**What the task asks**. Your answer should contain every line of the records, transcribed word for word.

**Recorded information**.
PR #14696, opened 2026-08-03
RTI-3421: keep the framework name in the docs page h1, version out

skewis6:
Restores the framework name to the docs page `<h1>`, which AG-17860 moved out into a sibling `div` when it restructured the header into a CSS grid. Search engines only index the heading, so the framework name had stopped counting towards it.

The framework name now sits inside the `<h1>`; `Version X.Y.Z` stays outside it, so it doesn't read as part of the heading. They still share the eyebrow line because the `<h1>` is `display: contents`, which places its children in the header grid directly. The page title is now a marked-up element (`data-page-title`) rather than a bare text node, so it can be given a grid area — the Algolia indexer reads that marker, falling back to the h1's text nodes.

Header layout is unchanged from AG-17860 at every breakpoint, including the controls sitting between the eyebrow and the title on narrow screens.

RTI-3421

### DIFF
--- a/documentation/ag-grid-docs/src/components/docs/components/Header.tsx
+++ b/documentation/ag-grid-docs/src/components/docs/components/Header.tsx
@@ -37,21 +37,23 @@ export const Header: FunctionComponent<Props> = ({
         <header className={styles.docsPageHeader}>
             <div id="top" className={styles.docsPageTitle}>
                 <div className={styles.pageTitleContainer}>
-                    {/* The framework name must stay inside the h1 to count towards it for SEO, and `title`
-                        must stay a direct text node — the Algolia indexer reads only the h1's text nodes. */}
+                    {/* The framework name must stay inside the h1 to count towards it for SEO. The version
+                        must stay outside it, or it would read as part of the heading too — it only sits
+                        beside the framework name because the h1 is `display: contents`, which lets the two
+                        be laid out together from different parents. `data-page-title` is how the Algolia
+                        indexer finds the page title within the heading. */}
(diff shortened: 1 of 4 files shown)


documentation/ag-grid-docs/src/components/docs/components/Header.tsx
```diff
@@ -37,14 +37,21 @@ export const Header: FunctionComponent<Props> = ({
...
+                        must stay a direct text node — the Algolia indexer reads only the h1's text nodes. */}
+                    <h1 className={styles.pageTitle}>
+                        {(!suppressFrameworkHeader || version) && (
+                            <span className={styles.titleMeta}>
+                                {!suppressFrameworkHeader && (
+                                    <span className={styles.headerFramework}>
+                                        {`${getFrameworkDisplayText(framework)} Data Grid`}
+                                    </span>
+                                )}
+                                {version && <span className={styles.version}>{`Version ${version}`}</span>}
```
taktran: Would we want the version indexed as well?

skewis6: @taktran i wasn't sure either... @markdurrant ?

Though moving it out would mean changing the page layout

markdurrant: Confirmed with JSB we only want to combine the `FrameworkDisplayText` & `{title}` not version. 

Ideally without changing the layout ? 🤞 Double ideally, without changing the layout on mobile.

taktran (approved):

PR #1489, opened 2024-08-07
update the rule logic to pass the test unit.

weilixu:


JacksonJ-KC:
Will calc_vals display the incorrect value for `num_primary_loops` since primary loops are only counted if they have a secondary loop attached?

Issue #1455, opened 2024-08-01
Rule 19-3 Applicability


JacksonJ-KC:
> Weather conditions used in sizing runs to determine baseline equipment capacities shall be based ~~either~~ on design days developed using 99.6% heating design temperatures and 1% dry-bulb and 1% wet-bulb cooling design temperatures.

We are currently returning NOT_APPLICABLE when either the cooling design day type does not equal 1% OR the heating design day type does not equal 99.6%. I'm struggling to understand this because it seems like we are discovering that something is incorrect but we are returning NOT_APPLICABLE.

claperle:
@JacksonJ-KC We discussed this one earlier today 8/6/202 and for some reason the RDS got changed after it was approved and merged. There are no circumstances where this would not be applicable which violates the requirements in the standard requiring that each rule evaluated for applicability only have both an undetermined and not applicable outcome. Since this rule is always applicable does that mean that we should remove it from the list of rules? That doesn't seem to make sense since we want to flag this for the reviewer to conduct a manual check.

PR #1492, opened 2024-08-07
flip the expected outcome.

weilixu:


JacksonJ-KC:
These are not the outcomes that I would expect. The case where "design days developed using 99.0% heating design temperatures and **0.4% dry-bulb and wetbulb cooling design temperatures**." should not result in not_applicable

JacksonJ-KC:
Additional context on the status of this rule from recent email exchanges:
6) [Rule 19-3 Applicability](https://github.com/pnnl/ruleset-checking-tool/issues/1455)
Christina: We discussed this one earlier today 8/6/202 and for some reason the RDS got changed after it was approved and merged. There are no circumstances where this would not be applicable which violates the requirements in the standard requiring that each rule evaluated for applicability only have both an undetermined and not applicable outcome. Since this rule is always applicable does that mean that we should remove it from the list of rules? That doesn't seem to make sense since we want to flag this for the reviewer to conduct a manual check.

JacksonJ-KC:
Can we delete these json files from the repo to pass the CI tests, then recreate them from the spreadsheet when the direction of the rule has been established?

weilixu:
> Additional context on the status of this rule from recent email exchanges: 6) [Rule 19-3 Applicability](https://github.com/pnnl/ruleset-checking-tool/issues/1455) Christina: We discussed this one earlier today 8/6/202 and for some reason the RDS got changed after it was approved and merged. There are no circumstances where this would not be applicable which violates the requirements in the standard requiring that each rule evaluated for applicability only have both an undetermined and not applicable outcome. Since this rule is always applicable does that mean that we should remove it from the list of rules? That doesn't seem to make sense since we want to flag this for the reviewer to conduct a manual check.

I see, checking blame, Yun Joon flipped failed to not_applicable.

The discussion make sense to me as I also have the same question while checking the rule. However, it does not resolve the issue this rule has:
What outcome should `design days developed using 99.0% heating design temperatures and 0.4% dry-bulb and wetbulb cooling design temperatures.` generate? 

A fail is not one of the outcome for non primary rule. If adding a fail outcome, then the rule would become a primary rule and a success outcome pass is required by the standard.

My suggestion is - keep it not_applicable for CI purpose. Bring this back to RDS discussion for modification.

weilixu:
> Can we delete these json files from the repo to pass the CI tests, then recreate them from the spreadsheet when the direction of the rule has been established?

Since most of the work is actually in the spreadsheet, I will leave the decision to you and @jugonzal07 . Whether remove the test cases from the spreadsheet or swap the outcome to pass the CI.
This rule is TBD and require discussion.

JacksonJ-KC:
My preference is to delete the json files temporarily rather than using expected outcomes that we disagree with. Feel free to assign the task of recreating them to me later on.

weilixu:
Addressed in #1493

**Exercise result**.
PR #14696, opened 2026-08-03
RTI-3421: keep the framework name in the docs page h1, version out

skewis6:
Restores the framework name to the docs page `<h1>`, which AG-17860 moved out into a sibling `div` when it restructured the header into a CSS grid. Search engines only index the heading, so the framework name had stopped counting towards it.

The framework name now sits inside the `<h1>`; `Version X.Y.Z` stays outside it, so it doesn't read as part of the heading. They still share the eyebrow line because the `<h1>` is `display: contents`, which places its children in the header grid directly. The page title is now a marked-up element (`data-page-title`) rather than a bare text node, so it can be given a grid area — the Algolia indexer reads that marker, falling back to the h1's text nodes.

Header layout is unchanged from AG-17860 at every breakpoint, including the controls sitting between the eyebrow and the title on narrow screens.

RTI-3421

### DIFF
--- a/documentation/ag-grid-docs/src/components/docs/components/Header.tsx
+++ b/documentation/ag-grid-docs/src/components/docs/components/Header.tsx
@@ -37,21 +37,23 @@ export const Header: FunctionComponent<Props> = ({
         <header className={styles.docsPageHeader}>
             <div id="top" className={styles.docsPageTitle}>
                 <div className={styles.pageTitleContainer}>
-                    {/* The framework name must stay inside the h1 to count towards it for SEO, and `title`
-                        must stay a direct text node — the Algolia indexer reads only the h1's text nodes. */}
+                    {/* The framework name must stay inside the h1 to count towards it for SEO. The version
+                        must stay outside it, or it would read as part of the heading too — it only sits
+                        beside the framework name because the h1 is `display: contents`, which lets the two
+                        be laid out together from different parents. `data-page-title` is how the Algolia
+                        indexer finds the page title within the heading. */}
(diff shortened: 1 of 4 files shown)


documentation/ag-grid-docs/src/components/docs/components/Header.tsx
```diff
@@ -37,14 +37,21 @@ export const Header: FunctionComponent<Props> = ({
...
+                        must stay a direct text node — the Algolia indexer reads only the h1's text nodes. */}
+                    <h1 className={styles.pageTitle}>
+                        {(!suppressFrameworkHeader || version) && (
+                            <span className={styles.titleMeta}>
+                                {!suppressFrameworkHeader && (
+                                    <span className={styles.headerFramework}>
+                                        {`${getFrameworkDisplayText(framework)} Data Grid`}
+                                    </span>
+                                )}
+                                {version && <span className={styles.version}>{`Version ${version}`}</span>}
```
taktran: Would we want the version indexed as well?

skewis6: @taktran i wasn't sure either... @markdurrant ?

Though moving it out would mean changing the page layout

markdurrant: Confirmed with JSB we only want to combine the `FrameworkDisplayText` & `{title}` not version. 

Ideally without changing the layout ? 🤞 Double ideally, without changing the layout on mobile.

taktran (approved):

PR #1489, opened 2024-08-07
update the rule logic to pass the test unit.

weilixu:


JacksonJ-KC:
Will calc_vals display the incorrect value for `num_primary_loops` since primary loops are only counted if they have a secondary loop attached?

Issue #1455, opened 2024-08-01
Rule 19-3 Applicability


JacksonJ-KC:
> Weather conditions used in sizing runs to determine baseline equipment capacities shall be based ~~either~~ on design days developed using 99.6% heating design temperatures and 1% dry-bulb and 1% wet-bulb cooling design temperatures.

We are currently returning NOT_APPLICABLE when either the cooling design day type does not equal 1% OR the heating design day type does not equal 99.6%. I'm struggling to understand this because it seems like we are discovering that something is incorrect but we are returning NOT_APPLICABLE.

claperle:
@JacksonJ-KC We discussed this one earlier today 8/6/202 and for some reason the RDS got changed after it was approved and merged. There are no circumstances where this would not be applicable which violates the requirements in the standard requiring that each rule evaluated for applicability only have both an undetermined and not applicable outcome. Since this rule is always applicable does that mean that we should remove it from the list of rules? That doesn't seem to make sense since we want to flag this for the reviewer to conduct a manual check.

PR #1492, opened 2024-08-07
flip the expected outcome.

weilixu:


JacksonJ-KC:
These are not the outcomes that I would expect. The case where "design days developed using 99.0% heating design temperatures and **0.4% dry-bulb and wetbulb cooling design temperatures**." should not result in not_applicable

JacksonJ-KC:
Additional context on the status of this rule from recent email exchanges:
6) [Rule 19-3 Applicability](https://github.com/pnnl/ruleset-checking-tool/issues/1455)
Christina: We discussed this one earlier today 8/6/202 and for some reason the RDS got changed after it was approved and merged. There are no circumstances where this would not be applicable which violates the requirements in the standard requiring that each rule evaluated for applicability only have both an undetermined and not applicable outcome. Since this rule is always applicable does that mean that we should remove it from the list of rules? That doesn't seem to make sense since we want to flag this for the reviewer to conduct a manual check.

JacksonJ-KC:
Can we delete these json files from the repo to pass the CI tests, then recreate them from the spreadsheet when the direction of the rule has been established?

weilixu:
> Additional context on the status of this rule from recent email exchanges: 6) [Rule 19-3 Applicability](https://github.com/pnnl/ruleset-checking-tool/issues/1455) Christina: We discussed this one earlier today 8/6/202 and for some reason the RDS got changed after it was approved and merged. There are no circumstances where this would not be applicable which violates the requirements in the standard requiring that each rule evaluated for applicability only have both an undetermined and not applicable outcome. Since this rule is always applicable does that mean that we should remove it from the list of rules? That doesn't seem to make sense since we want to flag this for the reviewer to conduct a manual check.

I see, checking blame, Yun Joon flipped failed to not_applicable.

The discussion make sense to me as I also have the same question while checking the rule. However, it does not resolve the issue this rule has:
What outcome should `design days developed using 99.0% heating design temperatures and 0.4% dry-bulb and wetbulb cooling design temperatures.` generate? 

A fail is not one of the outcome for non primary rule. If adding a fail outcome, then the rule would become a primary rule and a success outcome pass is required by the standard.

My suggestion is - keep it not_applicable for CI purpose. Bring this back to RDS discussion for modification.

weilixu:
> Can we delete these json files from the repo to pass the CI tests, then recreate them from the spreadsheet when the direction of the rule has been established?

Since most of the work is actually in the spreadsheet, I will leave the decision to you and @jugonzal07 . Whether remove the test cases from the spreadsheet or swap the outcome to pass the CI.
This rule is TBD and require discussion.

JacksonJ-KC:
My preference is to delete the json files temporarily rather than using expected outcomes that we disagree with. Feel free to assign the task of recreating them to me later on.

weilixu:
Addressed in #1493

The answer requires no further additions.